Uncle Jerry says something about sitting on the back of the property, but he was in the other room and I couldn’t really make out what he said. I finish in the kitchen and walk over to the coat rack and slip my bright orange over all pants and coat off the hanger. I have always wondered if the deer could see the huge neon orange blob sitting twenty yards from them. But I will never know the answer to that; not in my life time.

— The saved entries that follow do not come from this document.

PR #967, opened 2026-06-28
Add the headless core of the solvcon.agent package

### LINKED ISSUE #966: Build the solvcon agent for the pilot controlling API
# Build the solvcon agent for the pilot controlling API

Related to issue #896 and discussion #951.

## Summary

This is the tracking issue for the solvcon agent: a natural-language driver for the pilot controlling API, usable headless (no GUI, driving a `World` it owns) and from the GUI. The design has been reworked to put the mechanism first: the core turn primitive is a bounded agentic loop where the model proposes commands, the session executes them, results (especially errors) return as an observation, and the model continues or stops under a step budget. One-shot is just `budget=1`. This plan supersedes `agent_plan_v3.md`; its still-unbuilt pieces (controllers, windowing, toggle gating, chat, docs) are carried as phases here.

The plan reconciles two directives. First, the agent must support both frontier backends (Claude CLI, hosted APIs) and small local models (Qwen, Gemma over an OpenAI-compatible server). Second, the end state adopts the frontier harness techniques (native tool calling, cache-stable composition, a replayable event log, render-back, an eval matrix). The resolution is phased adoption under a dual-support invariant: Phase 1 makes the mechanism work on the simplest protocol every backend can speak, and each later phase layers a frontier technique on top as a capability-probed enhancement. The simple path is never removed.

## Goal

Make the agent a bounded tool-using loop over the controlling API that behaves correctly on both backend classes, then raise the ceiling with frontier techniques that never break the baseline. Concretely: the same prompt ("draw three circles in a row") completes against the Claude CLI and against a local Qwen server with zero backend-specific code, a small model recovers from a malformed or invalid command through the retry loop, and where a frontier backend is present it gets native tool calls, resumed sessions, and rendered images through the same `Turn`, commands, policy, and transcript. Render-back (the model seeing and correcting its own drawing) is the thesis milestone and the PyCon demo path.

## Design decisions of record

1. The bounded agentic loop is the core turn primitive (Phase 1). One-shot is `budget=1`.
2. Dual-support is an invariant, not a phase. The baseline protocol (composed request rendered to flat text, JSON array out, `parse_tool_calls`) is permanent; frontier techniques are declared via capability descriptors and used only when present; the matrix runner (small local vs frontier, baseline vs native) exists from Phase 1 so a regression on either class is visible immediately.
3. Frontier techniques land as committed phases, not maybes. "Don't over-design" changes the order and the fallback rule, not the destination.
4. CLI backends are full agents and must be sandboxed at invocation. Pinning is two-tiered: tier 1 (tool-less) where the CLI supports it (Claude), tier 2 (read-only sandbox, no escalation) where it does not (`codex exec`), with the read-access disclosure recorded honestly.
5. Backend outcomes, parse status, and command validation are three distinct layers. Transport failures abort without retry; parse status distinguishes `commands | empty | prose | malformed`; validation failures are per-command results the model can fix within budget.
6. Step history is typed, protocol-neutral events with correlation ids (`UserGoal`, `AssistantReply`, `ToolResult`, `Observation`), so native backends reconstruct their messages array losslessly and aborted turns never leave a dangling tool call.
7. Artifacts are references, never bytes. Binary or oversized results (for example `render_png`) land in a session artifact store; prompts, transcript, and JSONL see a `{path, mime_type, width, height}` reference plus a one-line summary.

## PR list

Phase 0: harden what is landed

- [x] **PR0: Pin the CLI backend sandbox.** Tier-1 pinning on `ClaudeCliBackend`: tool-disabling and non-interactive permission flags, explicit config/settings isolation so HOME-scoped config cannot re-enable tools, an isolated scratch cwd with a minimal auth-only environment, plus a sentinel test (write isolation) and argv/config assertions (tool disablement). Lands first; it hardens code already running. #1157

Phase 1: the mechanism works on both

- [ ] **PR1: Observation layer, artifact store, compact composition.** Result and scene formatting per the composition rules, the artifact store (session temp dir, safe names, quotas, cleanup) with `render_png`'s base64 as its first customer, `scene_context` rewired, tool dump made compact and deterministic.
- [ ] **PR2a: Typed events, `AgentRequest`, abort semantics.** The event vocabulary with harness-generated ids on the baseline path, the frozen `AgentRequest` with a persistent `goal`, `as_text()` rendering, and the abort semantics (AssistantReply always kept, synthesized not-executed `ToolResult`s, marker `Observation`).
- [ ] **PR2b: Outcomes, parse status, factories, cancel, adaptation.** Backend outcome kinds and the separate parse status, unknown-op checking moved out of parsing into per-command execution, capability descriptors, the registry storing factories so each session owns a private backend instance, `cancel()` wired to both transports, the three landed backends adapted to `send(request)`. Single-step behavior unchanged.
- [ ] **PR3: The bounded turn loop.** `Turn` as a step-wise state machine (`next_request` freezes the concurrency token and scene on the main thread, `feed` does token compare, execution, observation, and layered stop/retry), `run_turn(prompt, budget=8)` rewritten over it, `ScriptedEchoBackend` for tests.
- [ ] **PR4: Console pumps the loop.** The Agent Console drives `Turn` with `next_request`/`feed` on the main thread and `send` in the worker, each step streamed into the transcript, a Stop button that calls `cancel()` mid-step, the widget-lifetime guard made explicit. The world-race debt is closed by the per-step token inside `Turn`. Related PRs: #1052 (console), #1135 (backend off the Qt thread, the non-blocking slice this extends).
- [ ] **PR5: Prove it on both backend classes, with the matrix runner.** The dual-support checkpoint: headless entry (`python -m solvcon.agent "..." --backend NAME --budget 8`), the matrix runner and result format, five scripted smoke fixtures in CI, a documented manual matrix against `claude` and a local OpenAI-compatible server, and the `_INSTRUCTIONS` (#966) reframing informed by those runs.

Phase 2: protocol enhancements (capability-probed, baseline kept)

- [ ] **PR6: Native tool calls and JSON envelope on the HTTP backend.** `OpenAIHttpBackend` builds the `tools` array from the per-op schema and reconstructs the messages array losslessly from typed events, or sends the `{"commands": [...]}` envelope in JSON mode; with descriptors off the baseline text path is byte-identical. Matrix evidence attached. Related PR: #1048 (the HTTP backend this extends).
- [ ] **PR7: Stream Claude Code, CLI resume, graded cancel, Codex CLI.** Single Claude Code intance for a agent session, `ClaudeCliBackend` resume via a token and event cursor in `backend_state` (delta rendering, transparent fallback), graded cancel escalation on both transports, and `CodexCliBackend` over `codex exec` with tier-2 pinning from day one. Matrix evidence attached. Related PR: #1032 (the Claude CLI backend this extends).

Phase 3: policy and the event log

- [ ] **PR8: CommandPolicy.** Replace `allow_destructive` with a per-CRUD-category policy (`allow | ask | deny`); `ask` calls an injected confirmer (headless default deny); the GUI installs a confirm dialog; `feed()` re-checks the concurrency token after any confirmer invocation.
- [ ] **PR9: Transcript JSONL and replay, artifact-safe.** Stable dict form for turns, events, and results, `save_jsonl`/`load_jsonl`, `replay(transcript, world)` with no backend; artifact references serialize as references, never bytes.

Phase 4: controllers and windowing

- [ ] **PR10: Controller protocol and `CanvasDrawController`.** The surface-agnostic core as a refactor: the `Controller` ABC (including `state_token`), `CanvasDrawController` over the Agent Draw public handles, the session unioning surfaces and routing by `owns`, `Turn` aggregating all controllers' tokens.
- [ ] **PR11: `agentwin` command surface (catalog + schema, stable ids).** The windowing catalog (`new_canvas`, `list_windows`, `activate_window`, `close_window`, `set_view`, `reset_view`, `save_image`) with JSON Schema and stable per-window ids. Qt-free, headless-testable. Related PRs: #1139 (Agent Window family: `new_canvas`, `list_windows`, `activate_window`, `close_window`, `save_image`, merged), #1146 (Agent View family: `get_view`, `pan`, `zoom_at`, `set_view`, `reset_view`, and screen/world mapping, open). Much of this item is already delivered by these two families.
- [ ] **PR12: `agentwin` executor and `WindowController`.** `Executor(mgr)` dispatching to `RManager`, the active canvas widget, and the `QMdiArea`, maintaining the id map; `WindowController` with a `state_token` over the id set, active window, and view. Related PR: #1139 (its headless `Executor` binds a duck-typed window manager; this is the GUI-side binding to `RManager` and `QMdiArea`).
- [x] **Expose `R2DWidget.world` to Python.** Landed: the readonly pybind property the canvas controller reads.

Phase 5: conversation and shipping posture

- [ ] **PR13: Multi-turn chat and conversation/backend lifecycle.** Conversation across prompts over the same append-only event machinery, a conversation reset only when the bound world actually changes, `backend_state` namespaced per backend, the console as a chat, and a REPL in `__main__`.
- [ ] **PR14: Feature toggle gating.** `apps.agent.enable`, startup `toggle.load` wiring, console default flipped off because it makes network calls.

Phase 6: the verification thesis

- [ ] **PR15: Offscreen render binding, adapter, and render limits.** The one C++ binding: a widget-independent offscreen entry over `RWorldRenderer2d::paint_canvas` into a QImage at a requested size and view, returned as PNG bytes; schema maxima plus a pre-allocation pixel-product check on `render_png`; the Python adapter and renderer wiring; headless under the Qt offscreen platform.
- [ ] **PR16: Multimodal observation.** Behind `image_transport`: the turn lists step artifacts on the request, `"message_parts"` (HTTP) encodes base64 image parts at send time, `"scratch_copy"` (CLI) copies the artifact into the child scratch cwd under the tested sandbox exception. Text-only models keep the text path untouched. Matrix evidence attached.

Phase 7: measurement and docs

- [ ] **PR17: Eval task expansion.** Grow the smoke set to about a dozen fixtures under `evals/agent/`, document the standing matrix procedure and its two readings (a stronger backend not scoring better means the harness is the ceiling; the small model collapsing only off baseline means an enhancement broke the fallback). CI keeps the scripted subset.
- [ ] **PR18: Documentation.** `doc/source/pilot/agent.md`: the loop, headless vs GUI, the controlling surfaces, backend classes and capability descriptors, the two-tier CLI sandbox pinning, the policy, transcripts and replay, artifacts and quotas, render-back, the toggle, the eval matrix.

Already landed on master (the base this plan builds on):

- [x] Headless core: `AgentSession` with one-shot `run_turn`, transcript, `allow_destructive` gate, the backend ABC, registry, and `EchoBackend` (#967).
- [x] `ClaudeCliBackend`, subprocess based with `parse_tool_calls` and a cancel mechanism (#1032).
- [x] `OpenAIHttpBackend`, stdlib-only with `parse_tool_calls` and a cancel mechanism (#1048).
- [x] The command framework with per-op JSON Schema and CRUD categories, the `World` command vocabulary, the executor, and session wiring, so `solvcon.agent.draw` (including `render_png` with the renderer-injection contract, unbounded and returning inline base64, unreachable today since no renderer is injected) is live (#1074, #1075, #1076, #1077, #1078).
- [x] The agent package imported as a module in its tests (#1106).
- [x] The Agent Console: single turn per prompt, apply plus `requestRepaint()` on the main thread (#1052).
- [x] The backend call moved off the Qt thread with stale-command race handling (#1135).
- [x] The `R2DWidget.world` binding (listed under Phase 4 above).

### Where master is today

Known debts in the landed code that this plan closes: the CLI backend runs unsandboxed from the repository cwd (PR0), `render_png` has no dimension limits (PR15), a world-revision race between submit and apply (PR3/PR4), a widget-lifetime `RuntimeError` swallow (PR4), no cancel in the GUI (PR4/PR7), no toggle gate (PR14), and the `_INSTRUCTIONS` reframing TODO from #966 (PR5). The 2D paint path (`RWorldRenderer2d`) is not bound to Python; the only bound offscreen render needs a live widget at its own size, which is why PR15 carries a dedicated C++ line item.

### The loop, the load-bearing design

```python
turn = session.start_turn(prompt, budget=8)
while not turn.done:
    request = turn.next_request()    # MAIN thread: freezes controller tokens,
                                     # returns an immutable AgentRequest
    response = backend.send(request) # SLOW: off the Qt thread in the GUI
    turn.feed(response)              # MAIN thread: token check,
                                     # validate + execute + observe
```

`Turn` is a step-wise state machine, not a blocking function, because the pilot needs the backend call off the Qt thread and world mutation on it. `next_request()` runs on the main thread (it reads live state to freeze the concurrency tokens and scene snapshot); the returned `AgentRequest` is immutable and safe to hand to a worker. `feed()` first compares the current aggregate token against the frozen one: if the state changed under the turn (user edit or window change between steps) the step's commands are dropped and the turn ends, while the agent's own mutations advance the expected tokens. Headless `run_turn(prompt, budget=8)` drives the same object synchronously.

The concurrency token is per-controller (`Controller.state_token()`). In Phase 1, before controllers exist, the single token is the canvas scene digest (a hash of `describe_state`) through the same seam. Two stated limits: `describe_state` serializes at 6 decimals so edits below 1e-6 escape the digest, and the digest is O(world) on the main thread twice per step. Both are acceptable for v1 canvas work; a cheap C++ `World` revision counter is the named fast-follow that removes both.

### The request contract: `AgentRequest` and typed events

One immutable request object and one small event vocabulary, introduced in PR2a, final from the start so they change once:

```python
ToolCall   = (id, name, arguments)       # provider id preserved when native
UserGoal   = (text,)                     # first event of every turn
AssistantReply = (text, tool_calls)      # what the model said/proposed
ToolResult = (call_id, result_ref)       # per-command result, id-correlated
Observation = (status_line,)             # scene/status tail for the step

@dataclasses.dataclass(frozen=True)
class AgentRequest:
    goal: str             # the user's request, present on EVERY step
    events: tuple         # append-only, starts with UserGoal
    tool_surface: tuple   # compact, deterministic tool definitions
    scene: str            # bounded scene snapshot, frozen at compose time
    artifacts: tuple      # artifact references visible this step (paths)
    backend_state: object # opaque per-conversation token (resume id, cursor)

    def as_text(self):    # the baseline rendering every backend can send
        ...
```

The baseline path (every backend, forever): `as_text()` renders the instruction block, tool definitions, the event sequence, scene, and goal into one flat text; the backend replies with text; the parse layer extracts the JSON array; schema validation rejects unknown ops and bad arguments per command at execution. Enhanced backends read the structured events instead: native mode renders each `ToolResult` as a tool message carrying its `tool_call_id` and the `Observation` status line as a user message, reconstructing the messages array losslessly with no double-sent content (PR6). Baseline batches get harness-generated `ToolCall` ids so the event stream is uniform in both modes.

Abort semantics on every abort path (token conflict, cancellation, policy deny, budget end): the `AssistantReply` event is always appended, every `ToolCall` without an executed result is closed by a synthesized `ToolResult(call_id, "not executed: <reason>")`, and the turn-end marker is an `Observation` event as well as a transcript entry. The event stream therefore never contains a dangling tool call, a native reconstruction is always a valid messages array, and a later turn's model sees why a proposal was dropped.

### Capability descriptors

Backends declare what they support; the harness probes, never assumes, and descriptors come from configuration or explicit detection, never from guessing a model name:

```python
class AgentBackend(abc.ABC):
    supports_tools = False      # native tool/function calling (PR6)
    supports_json_mode = False  # constrained JSON output (PR6)
    supports_resume = False     # backend-side session continuation (PR7)
    image_transport = None      # None | "message_parts" | "scratch_copy" (PR16)

    def cancel(self):           # uniform cancellation contract (PR2b)
        pass
```

The registry stores backend factories; each session owns a private backend instance with at most one in-flight call, so one session's `cancel()` can never reach another session's child process or connection. A small model behind Ollama with defaults gets the baseline and works; a frontier backend with descriptors set gets typed tool calls, resumed sessions, and rendered images. Same `Turn`, same commands, same policy, same transcript.

### Outcomes, parse status, and the retry policy

Three layers, kept distinct. Backend outcome (transport-level): `ok | transport | auth | timeout | cancelled`; anything but `ok` aborts the turn, records the error, and never retries. Parse status (protocol-level, on an `ok` response): `commands | empty | prose | malformed`; unknown-op checking is not part of parsing, so an unknown op parses fine and fails per command at execution. Command results (execution-level): unknown ops, schema failures, and runtime errors surface per command as observations, not outcomes.

| Layer result | Loop action |
| --- | --- |
| outcome not `ok` | abort turn, record, no retry |
| `commands` | execute, observe (including per-command failures), continue |
| `empty` | end turn (explicit completion) |
| `prose` | record the text as the reply, end turn |
| `malformed` | error observation, costs one step, retry |
| per-command failure | error line in the observation, costs the step it happened in, model retries within budget |

### CLI backends are agents; pin them at invocation

A CLI backend is a full agent harness with its own tools (file edit, shell, web). Left unpinned it bypasses the closed command surface, which is this design's strongest safety property. Tier 1 (tool-less), required where the CLI supports it (Claude CLI): the CLI's own tool use is disabled, permission escalation is denied non-interactively, the child runs in an isolated scratch working directory, and neither project-level nor user-level configuration can re-enable tools; only the minimal environment the CLI needs to authenticate is passed. Tier 2 (contained), where tool-less is impossible (`codex exec` always executes commands): read-only OS sandbox, no approval escalation, isolated scratch cwd and config, with the read-access disclosure recorded rather than pretended away. Verification is split honestly: the sentinel test proves write isolation only; argv and config inspection prove tool disablement.

### Artifacts: references, never bytes; bounded resources

Some command results are binary or oversized (`render_png` returns inline base64 today). The observation layer (PR1) routes any such value through the session artifact store: bytes land in a file under a session temp/cache directory (never the Git worktree), under a harness-generated safe name, subject to per-session quotas, cleaned up on session close. The value seen by prompts, transcript, and JSONL becomes a reference plus a one-line summary. Rendering is bounded before allocation: schema maxima on width and height plus a code-level pixel-product check (JSON Schema cannot express `width*height <= P`), enforced again in the renderer (PR15). A vision backend receives the artifact per its `image_transport`.

### Composition rules

Compact serialization and bounded observations serve small models; append-only history and a byte-stable prefix serve frontier prompt caches and local prefix caches equally. Rules: never rewrite earlier events, no varying tokens in the instruction block, tool surface fixed for the life of a session (ops gated by rejecting at execution, not by editing the surface), `sort_keys=True` and no indent on the tool dump. Observations per SWE-agent: one line per command, explicit wording for empty results, consecutive identical errors deduplicated, scene capped with an explicit "N more shapes, use read commands" tail.

### Sequencing

PR0 lands first (it hardens code already running). Phase 1 is the critical path across six PRs (PR1, PR2a, PR2b, PR3, PR4, PR5); Phases 2, 3, and 4 are mutually parallel after it; PR11 can start any time. Every PR stays under 500 net LOC (PR1 and PR3 carry a split rule if they overrun). The first demo checkpoint is the end of Phase 1: the same prompt completing against Claude CLI and a local Qwen, with a recorded mid-turn error recovery.

### Out of scope

Layered instruction files, an MCP front-end over the controller surface, context compaction (the append-only event history is its prerequisite and is in scope), subagents, conversation forking (reset is in PR13, fork is a later addition), and the spatial-visualization controller (part 3 of the controlling API). Each is one bounded addition later; nothing in this plan blocks them.

tigercosmos:
Introduce `solvcon.agent`, the GUI-free foundation an AI backend uses to drive the 2D `World` from natural language. This core lands and is tested on its own, ahead of the user-facing GUI pieces.

The package sits outside `solvcon.pilot` so the agent can also drive pure computation that needs no graphics. It imports no Qt and reaches the Agent Draw executor through a lazy import with a fallback, so it never requires the pilot GUI by default.

What it adds:
- `AgentSession`: binds a `World`, an optional backend, and a command runner, then records every applied command into a transcript.
- `AgentBackend`: the pluggable backend interface, backed by a process-wide registry and an offline `EchoBackend` default.

Later PRs build on this core without changing it: the Claude and Codex backends, the background worker, and the dock panel.

Related to issue #966 and discussion #951.

### DIFF
--- a/solvcon/agent/__init__.py
+++ b/solvcon/agent/__init__.py
@@ -1,0 +1,53 @@
+# Copyright (c) 2026, solvcon team <contact@solvcon.net>
+# BSD 3-Clause License, see COPYING
+
+
+"""
+Agent: drive the 2D ``World`` with an AI backend, with or without a GUI.
+
+This package lives outside :mod:`solvcon.pilot` so it can also drive pure
+computation that needs no graphics.  The headless core (:mod:`_core`) and the
+backend abstraction (:mod:`_backend`) load without Qt, so they run in CI and a
+headless build.
+"""
+
+from . import _core  # noqa: F401
+from . import _backend  # noqa: F401
+
+# _core.py
+list_of_core = [
+    'AgentSession',
+    'TranscriptTurn',
+]
+
+# _backend.py
+list_of_backend = [
+    'AgentBackend',
+    'BackendResponse',
+    'EchoBackend',
+    'register',
+    'all_backends',
+    'available_backends',
+    'get_backend',
+]
+
+# TODO: when the Qt dock module exists in solvcon.pilot, point this at its
+# Agent class, guarded by _pilot_core.enable like the airfoil sub-package.
+Agent = None
+
+__all__ = list_of_core + list_of_backend + [  # noqa: F822
+    'Agent',
+]
+
+
+def _load(module, symbol_list):
+    for name in symbol_list:
+        globals()[name] = getattr(module, name)
+
+
+_load(_core, list_of_core)
+_load(_backend, list_of_backend)
+
+del _load
+
+# vim: set ff=unix fenc=utf8 et sw=4 ts=4 sts=4:
--- a/solvcon/agent/_backend.py
+++ b/solvcon/agent/_backend.py
@@ -1,0 +1,107 @@
+# Copyright (c) 2026, solvcon team <contact@solvcon.net>
+# BSD 3-Clause License, see COPYING
+
+
+"""
+Pluggable AI backend abstraction for the Agent.
+
+A backend turns a prompt (plus scene context and the Agent Draw tool surface)
+into a :class:`BackendResponse`: prose and a list of Agent Draw command dicts.
+Backends register in a process-wide registry so a caller can list the usable
+ones and let the user pick.  The module imports no Qt.  The offline
+:class:`EchoBackend` keeps the registry non-empty so there is always a working
+default.
+"""
+
+import abc
+import dataclasses
+
+
+@dataclasses.dataclass
+class BackendResponse:
+    """One backend reply: ``text`` prose, the proposed ``commands`` (Agent
+    Draw dicts the session applies; empty means no drawing), and an ``error``
+    reason or ``None``."""
+
+    text: str = ""
+    commands: list = dataclasses.field(default_factory=list)
+    error: str = None
+
+
+class AgentBackend(abc.ABC):
+    """Interface every AI backend implements: a stable :attr:`name`, an
+    :meth:`available` check, and :meth:`send`.  The tiny surface lets a caller
+    drive any backend from a background thread."""
+
+    @property
+    @abc.abstractmethod
+    def name(self):
+        """Short, stable identifier shown in the backend selector."""
+
+    @abc.abstractmethod
+    def available(self):
+        """Whether this backend can run now (CLI on PATH, key set, ...)."""
+
+    @abc.abstractmethod
+    def send(self, prompt, scene_context, tool_surface):
+        """Run the backend and return a :class:`BackendResponse`.
+
+        :param prompt: the user's natural-language request.
+        :param scene_context: a short text summary of the current world.
+        :param tool_surface: the Agent Draw tool definitions the model may
+            call.
+        """
+
+
+_REGISTRY = []
+
+
+def register(backend):
+    """Add a backend, replacing any with the same name (so a re-import does
+    not duplicate the built-in entries)."""
+    for index, existing in enumerate(_REGISTRY):
+        if existing.name == backend.name:
+            _REGISTRY[index] = backend
+            return backend
+    _REGISTRY.append(backend)
+    return backend
+
+
+def all_backends():
+    """Every registered backend, in registration order (a copy)."""
+    return list(_REGISTRY)
+
+
+def available_backends():
+    """Registered backends whose ``available()`` returns True."""
+    return [b for b in _REGISTRY if b.available()]
+
+
+def get_backend(name):
+    """The registered backend with ``name``, or ``None`` if absent."""
+    for backend in _REGISTRY:
+        if backend.name == name:
+            return backend
+    return None
+
+
+class EchoBackend(AgentBackend):
+    """Offline backend that proposes no drawing and echoes the prompt.
+
+    It is always :meth:`available` and fully deterministic, so a caller, the
+    tests, and a no-key demo always have a backend that exercises the whole
+    pipeline without any external process.
+    """
+
+    name = "echo (offline)"
+
+    def available(self):
+        return True
+
+    def send(self, prompt, scene_context, tool_surface):
+        return BackendResponse(text="echo: %s" % prompt, commands=[])
+
+
+register(EchoBackend())
+
+# vim: set ff=unix fenc=utf8 et sw=4 ts=4 sts=4:
--- a/solvcon/agent/_core.py
+++ b/solvcon/agent/_core.py
@@ -1,0 +1,126 @@
+# Copyright (c) 2026, solvcon team <contact@solvcon.net>
+# BSD 3-Clause License, see COPYING
+
+
+"""
+Headless core of the Agent.
+
+:class:`AgentSession` binds the active ``World``, an optional backend, and a
+command *runner* (the Agent Draw ``Executor`` by default), and records every
+applied command into a transcript a caller can render.  No Qt is imported.
+"""
+
+import json
+import dataclasses
+
+
+@dataclasses.dataclass
+class TranscriptTurn:
+    """One transcript entry: a ``role`` with its text, commands, and results.
+
+    ``results`` holds Agent Draw ``CommandResult`` objects (or any object with
+    an ``ok`` attribute).
+    """
+
+    role: str
+    text: str = ""
+    commands: list = dataclasses.field(default_factory=list)
+    results: list = dataclasses.field(default_factory=list)
+
+
+@dataclasses.dataclass
+class _OutcomeStub:
+    """Failed-result stand-in for when a runner raises instead of returning."""
+
+    op: str
+    ok: bool = False
+    error: str = None
+
+
+def _make_executor(world, renderer=None):
+    """Build an Agent Draw ``Executor`` for ``world``."""
+    # TODO: when the agentdraw package ships in-tree, import it at module
+    # level (here and in tool_surface) and drop the empty-list fallback.
+    from solvcon.pilot import agentdraw
+    return agentdraw.Executor(world, renderer)
+
+
+def tool_surface():
+    """The Agent Draw tool definitions for a backend, or ``[]`` if the
+    ``agentdraw`` package is unavailable."""
+    try:
+        from solvcon.pilot import agentdraw
+    except ImportError:
+        return []
+    return agentdraw.tool_definitions()
+
+
+class AgentSession:
+    """Bind a ``World``, a backend, and a runner; record a transcript.
+
+    ``runner`` is any object exposing ``run(command) -> result``; it defaults
+    to a lazily built Agent Draw ``Executor(world, renderer)``.  ``backend`` is
+    an :class:`~solvcon.agent.AgentBackend` or ``None``.
+    """
+
+    def __init__(self, world=None, backend=None, runner=None, renderer=None):
+        self.world = world
+        self.backend = backend
+        self._renderer = renderer
+        self._runner = runner
+        self._transcript = []
+
+    @property
+    def transcript(self):
+        """The recorded turns, oldest first (a copy)."""
+        return list(self._transcript)
+
+    @property
+    def runner(self):
+        """The command runner, built from ``agentdraw`` on first use."""
+        if self._runner is None:
+            self._runner = _make_executor(self.world, self._renderer)
+        return self._runner
+
+    def tool_surface(self):
+        """The Agent Draw tool definitions to hand the backend."""
+        return tool_surface()
+
+    def scene_context(self, level="basic"):
+        """A short text summary of the world for the model: the shape count
+        and distinct types from ``world.describe_state(...)`` (JSON), or a
+        plain count when it cannot be described."""
+        world = self.world
+        if world is None:
+            return "no active world"
+        try:
+            state = json.loads(world.describe_state(level=level))
+        except Exception:
+            return "world with %s shapes" % getattr(world, "nshape", "?")
+        shapes = state.get("shapes", [])
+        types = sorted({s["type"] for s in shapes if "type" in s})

“So are you almost ready to go?” dad asks me. I slide the overalls on and check the pockets to make sure I have everything. Bullets, permit, flash light, knife, gloves, hat, and my grandpas whistle my dad gave to me.

“Yeah let’s roll.” I say
As I take a few steps out the door the freezing air enters my lungs and feels like ice coating my lungs. I cough a little. Marty, dad and I get into the truck where the guns have been all night. We follow Uncle Danny out to Bull Gap and park on the side of the road. I yawn and stretch as I stand up from inside the truck.
“The stars are out, so is the moon.” Marty says.
I reply “Hey good job, do you want a metal?” He shoves me a little as I laugh. I grab my Uncle Danny’s Thirty Thirty out from the case and put some bullets in the magazine. My dad gets his gun out and racks a few. I look over to where I will be sitting and trying to find a way to get through the heavy brush. I look over the bed of the truck and see the chair I have been using; I grab it and throw it over my left shoulder and the rife on the other. I have the rife on my right shoulder so if when I’m walking in and scare a deer I could drop the chair and shoot quickly.
“Good luck boys!” I say as I take the first step into the brush. I flick on the flashlight and make my way threw the heavy brush. I think about how it will feel to actually kill something for the first time. I picture over and over a huge eight point stopped dead in its tracks and look up at my eye gazing down the barrel through the sights.
“I’m about to take your life.” I say to myself right as soon as a branch swings and hits me in the face. Well that’s enough to wake anyone up! I take my glove off and touch my face with my bare hand. One of my fingers has a bit of blood, oh well I think to myself. Just another day in the “up north wild”. As I push branches and leaves out of my way I think of all the noise I am making. I wonder how long the sounds travel. If a deer a hundred yards away can hear me will it turn around and walk away? I try to step lightly and not brush up against anything. As I flash the light around I find the clearing. As I look up slightly to the ridge I look down at the clearing I am in now I think of what it would look like to a deer to see a hunter from here. I realize that it would be really hard to see a hunter from up there if they were hidden correctly. I continue my way to the top of the ridge, it seems like it is so far away because of all the stuff I have to carry. I reach the top and look over to the other side of the ridge. There is a heavy Curtain of steam hanging over the low laying brush and trees. It’s funny how it moves so slowly and just stays there. The chair is pulling on my shoulder so I set it down and open the bag. It’s a folding chair with a back rest. I face it towards the clearing with my back to the other side of the ridge and turn off the flashlight. I sit and place the rifle across my lap. I take my gloves off and unzip my coat a little so I can stick my hands in my arm pits to keep them warm so when that huge eight point walks out in to the clearing I will have warm and steady hands to hold the killer weapon.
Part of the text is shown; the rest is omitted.